(Records from a data source)
********

Issue #402, opened 2018-06-01
module collaboration marketplace and showcase


bradfordcondon:
In [today's meeting](https://docs.google.com/document/d/1sLJm2ugd5JVAI3_Ggbc15JJm9zjgnZV1wnUSjBWWukM/edit?ts=5b115cbb#) we talked about ways to improve collaboration.   We'll discuss more next month about what makes collaborations successful (thanks @ekcannon !)

One of the offshoots of the initial discussion is the idea of a curated module list.  This already exists on tripal.info, to some extent, but it requires people keep it up to date, which is hard.  Think of it as a community engagement portal, a module showcase/marketplace.    Some ideas...

* what sites use what modules?
* what modules are actively seeking collaboration?
* what modules deal with what sort of data?
* Filter could include the lead on the project
* tag modules that want collaborators, users, new maintainer/projecet lead...
* can we use github api to keep a list of modules tagged with tripal for autodiscovery/maintenance?
* It would be nice to have a listing of the Tripal sites and which modules each site uses. 

What do we think of this idea?

Where would we host it?

How can we maximize its utility while minimizing the work that goes into it?

bradfordcondon:
I'm thinking of doing a writeup for each of my modules.  2 sentences and a screenshot: what does it do, a shot of it in action on HWG.  Then I'll say I welcome collaboration, input, users, feature requests, whatever.

This is what i imagine in an ideal world: something not unlike tripal.info where each module is an entity thats searchable/filterable, maybe a random module is pulled and highlighted on the front page (like how agbiodata has the site cards you can flip through)... but i recognize that's maybe ad odds with the idea of a curated list.

spficklin:
What if we go more simple and just have a table of modules with the module name, brief description, Tripal compatibility (e.g. Tv2 or Tv3 or both), and a link to the repository?  That way it's not too much work for us to maintain on the tripal.info site.

bradfordcondon:
That could work, but is it so much better than someone searching github tags for Tripal?  We could have a direct link to this search on tripal.info and the repo...

I do think a picture is worth a thousand words in terms of showing others what functionality the module brings to the site.

I'd also love to keep it somewhere that anyone can contribute so others can update as they like when we inevitably fall behind...


[I made a showcase repo for my modules](https://github.com/bradfordcondon/condon_tripal_showcase).  I still want to add a picture per repo...

bradfordcondon:
I threw together a github pages for the repo.

[...]

PR #754, opened 2018-11-16
Extension Module list on ReadtheDocs

laceysanderson:
# Documentation
Issue #402 

## Description
This is meant to replace the extension modules list on tripal.info with the hopes of being easier to maintain and contribute to. Additionally it has the benefit of directly linking modules to the Tripal version they are compatible with and giving extension module developers commit credit in Tripal via documentation :-)

## Testing?
Build the docs (`make html` in the dcs directory. See http://www.sphinx-doc.org/en/master/usage/installation.html if you dont have Sphinx installed yet). 

**New documentation available at "Extension Modules"**: check for correct descriptions and missing modules.

**Alternatively you can look at the documentation here: https://tripal.readthedocs.io/en/402_rtd_module_list/extensions.html**

screen shot 2018-11-16 at 12 33 05 pm

## Questions to ask yourself
- Are these good categories for extension modules?
- Would it be easy to contribute to and maintain?
- Is it easy to find a module you know exists?
- Are any Tripal3-compatible modules missing?


bradfordcondon:
Some thoughts:

>Make sure to follow alphabetical order when choosing where on the category page to add your module.

If we used a TOC and loaded all modules in the folder, thsi would happen automatically.  Downside, each module would need to be its own file.

>Include links to both the documentation (even if it’s your README) and the repository (e.g. Github, Gitlab)

can we clarify that in order for the PR to be accepted, both links are **required**

relatedly, its kind of interesting.  we totally steamroll the drupal module distribution option via drupal, drush, etc).  i have some of the blame here because i dont like it, but we should maybe allow for it?


I would also say we should define some standard of "what is a tripal 3 module" that makes it elligible for this list.

docs/extensions.rst
```diff
@@ -0,0 +1,48 @@
...
+==================
+
+The below modules are Tripal 3 compatible and grouped roughly by category:
+
+.. toctree::
+   :maxdepth: 2
+
+   extensions/administrative
+   extensions/analysis
+   extensions/datainput
```
bradfordcondon: in the rest of the guide, we use snake case.  let's do so here as well for consistency.

docs/extensions/developer.rst
```diff
@@ -0,0 +1,53 @@
+
+Developer Tools
+===============
+
+The following modules provide support to both core and extension Tripal developers.
+
+Tripal Docker (Centos)
```
bradfordcondon: tehse are deprecated.  i made an issue about it in the module.  I'm going to replace it with our tripaldock tool.

bradfordcondon (approved):

spficklin:
First off. This is Fantastic!  Lots of work went into this, so thanks!

> Are these good categories for extension modules?

I like these categories.  I don't think I would change any.

> Would it be easy to contribute to and maintain?

Yes. I think anyone who develops modules could easily edit the doc and provide a pull request.

> Is it easy to find a module you know exists?

I'm not sure it matters. If you know the name of the module I think a Google search is where you'd go first.  So, I don't think that's as a big a need as advertising to new users what's out there.

> Are any Tripal3-compatible modules missing?

I'd like to add my Tripal Network module.  But that raises a question.  What modules do we list?  Do we require a full release of a module or component before they are listed?  We don't want to send folks to a module that is still in development and not likely to perform as expected.  Maybe we could have a section titled 'Modules in Development'?  And add a comment above them that developers are open to collaboration on these modules?

edit: I just re-read @bradfordcondon 's post above and saw he brought up the same question....

spficklin:
Oh the Tripal Map module is missing https://tripal.info/extensions/modules/tripalmap

spficklin:
@bradfordcondon wrote:
> relatedly, its kind of interesting. we totally steamroll the drupal module distribution option via drupal, drush, etc). i have some of the blame here because i dont like it, but we should maybe allow for it?

Yes, I think we should allow for it.  But we should encourage folks to put their modules up on Drupal.org as full projects so that the updating is more smooth.

bradfordcondon:
An in development section is a great idea. 👍

bradfordcondon:
I added an in development section... but do we have any modules to put there?  My Tripal Apollo module, maybe.  TripalMap until its t3 compatible.  Anything else?

spficklin:
I'm adding the On Hold label so that we can sort out or rating scheme before we push this. If you disagree just say so.

spficklin (approved):

spficklin:
I took the "On Hold" off of this and merged.  I was thinking about this again and thought it was silly to hold it while we waited on issue #774 .  My approval adds to @bradfordcondon so I've merged.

********

■ Assignment:
For each entry above, please make an exact copy.

■ Task answer:
Issue #402, opened 2018-06-01
module collaboration marketplace and showcase


bradfordcondon:
In [today's meeting](https://docs.google.com/document/d/1sLJm2ugd5JVAI3_Ggbc15JJm9zjgnZV1wnUSjBWWukM/edit?ts=5b115cbb#) we talked about ways to improve collaboration.   We'll discuss more next month about what makes collaborations successful (thanks @ekcannon !)

One of the offshoots of the initial discussion is the idea of a curated module list.  This already exists on tripal.info, to some extent, but it requires people keep it up to date, which is hard.  Think of it as a community engagement portal, a module showcase/marketplace.    Some ideas...

* what sites use what modules?
* what modules are actively seeking collaboration?
* what modules deal with what sort of data?
* Filter could include the lead on the project
* tag modules that want collaborators, users, new maintainer/projecet lead...
* can we use github api to keep a list of modules tagged with tripal for autodiscovery/maintenance?
* It would be nice to have a listing of the Tripal sites and which modules each site uses. 

What do we think of this idea?

Where would we host it?

How can we maximize its utility while minimizing the work that goes into it?

bradfordcondon:
I'm thinking of doing a writeup for each of my modules.  2 sentences and a screenshot: what does it do, a shot of it in action on HWG.  Then I'll say I welcome collaboration, input, users, feature requests, whatever.

This is what i imagine in an ideal world: something not unlike tripal.info where each module is an entity thats searchable/filterable, maybe a random module is pulled and highlighted on the front page (like how agbiodata has the site cards you can flip through)... but i recognize that's maybe ad odds with the idea of a curated list.

spficklin:
What if we go more simple and just have a table of modules with the module name, brief description, Tripal compatibility (e.g. Tv2 or Tv3 or both), and a link to the repository?  That way it's not too much work for us to maintain on the tripal.info site.

bradfordcondon:
That could work, but is it so much better than someone searching github tags for Tripal?  We could have a direct link to this search on tripal.info and the repo...

I do think a picture is worth a thousand words in terms of showing others what functionality the module brings to the site.

I'd also love to keep it somewhere that anyone can contribute so others can update as they like when we inevitably fall behind...


[I made a showcase repo for my modules](https://github.com/bradfordcondon/condon_tripal_showcase).  I still want to add a picture per repo...

bradfordcondon:
I threw together a github pages for the repo.

[...]

PR #754, opened 2018-11-16
Extension Module list on ReadtheDocs

laceysanderson:
# Documentation
Issue #402 

## Description
This is meant to replace the extension modules list on tripal.info with the hopes of being easier to maintain and contribute to. Additionally it has the benefit of directly linking modules to the Tripal version they are compatible with and giving extension module developers commit credit in Tripal via documentation :-)

## Testing?
Build the docs (`make html` in the dcs directory. See http://www.sphinx-doc.org/en/master/usage/installation.html if you dont have Sphinx installed yet). 

**New documentation available at "Extension Modules"**: check for correct descriptions and missing modules.

**Alternatively you can look at the documentation here: https://tripal.readthedocs.io/en/402_rtd_module_list/extensions.html**

screen shot 2018-11-16 at 12 33 05 pm

## Questions to ask yourself
- Are these good categories for extension modules?
- Would it be easy to contribute to and maintain?
- Is it easy to find a module you know exists?
- Are any Tripal3-compatible modules missing?


bradfordcondon:
Some thoughts:

>Make sure to follow alphabetical order when choosing where on the category page to add your module.

If we used a TOC and loaded all modules in the folder, thsi would happen automatically.  Downside, each module would need to be its own file.

>Include links to both the documentation (even if it’s your README) and the repository (e.g. Github, Gitlab)

can we clarify that in order for the PR to be accepted, both links are **required**

relatedly, its kind of interesting.  we totally steamroll the drupal module distribution option via drupal, drush, etc).  i have some of the blame here because i dont like it, but we should maybe allow for it?


I would also say we should define some standard of "what is a tripal 3 module" that makes it elligible for this list.

docs/extensions.rst
```diff
@@ -0,0 +1,48 @@
...
+==================
+
+The below modules are Tripal 3 compatible and grouped roughly by category:
+
+.. toctree::
+   :maxdepth: 2
+
+   extensions/administrative
+   extensions/analysis
+   extensions/datainput
```
bradfordcondon: in the rest of the guide, we use snake case.  let's do so here as well for consistency.

docs/extensions/developer.rst
```diff
@@ -0,0 +1,53 @@
+
+Developer Tools
+===============
+
+The following modules provide support to both core and extension Tripal developers.
+
+Tripal Docker (Centos)
```
bradfordcondon: tehse are deprecated.  i made an issue about it in the module.  I'm going to replace it with our tripaldock tool.

bradfordcondon (approved):

spficklin:
First off. This is Fantastic!  Lots of work went into this, so thanks!

> Are these good categories for extension modules?

I like these categories.  I don't think I would change any.

> Would it be easy to contribute to and maintain?

Yes. I think anyone who develops modules could easily edit the doc and provide a pull request.

> Is it easy to find a module you know exists?

I'm not sure it matters. If you know the name of the module I think a Google search is where you'd go first.  So, I don't think that's as a big a need as advertising to new users what's out there.

> Are any Tripal3-compatible modules missing?

I'd like to add my Tripal Network module.  But that raises a question.  What modules do we list?  Do we require a full release of a module or component before they are listed?  We don't want to send folks to a module that is still in development and not likely to perform as expected.  Maybe we could have a section titled 'Modules in Development'?  And add a comment above them that developers are open to collaboration on these modules?

edit: I just re-read @bradfordcondon 's post above and saw he brought up the same question....

spficklin:
Oh the Tripal Map module is missing https://tripal.info/extensions/modules/tripalmap

spficklin:
@bradfordcondon wrote:
> relatedly, its kind of interesting. we totally steamroll the drupal module distribution option via drupal, drush, etc). i have some of the blame here because i dont like it, but we should maybe allow for it?

Yes, I think we should allow for it.  But we should encourage folks to put their modules up on Drupal.org as full projects so that the updating is more smooth.

bradfordcondon:
An in development section is a great idea. 👍

bradfordcondon:
I added an in development section... but do we have any modules to put there?  My Tripal Apollo module, maybe.  TripalMap until its t3 compatible.  Anything else?

spficklin:
I'm adding the On Hold label so that we can sort out or rating scheme before we push this. If you disagree just say so.

spficklin (approved):

spficklin:
I took the "On Hold" off of this and merged.  I was thinking about this again and thought it was silly to hold it while we waited on issue #774 .  My approval adds to @bradfordcondon so I've merged.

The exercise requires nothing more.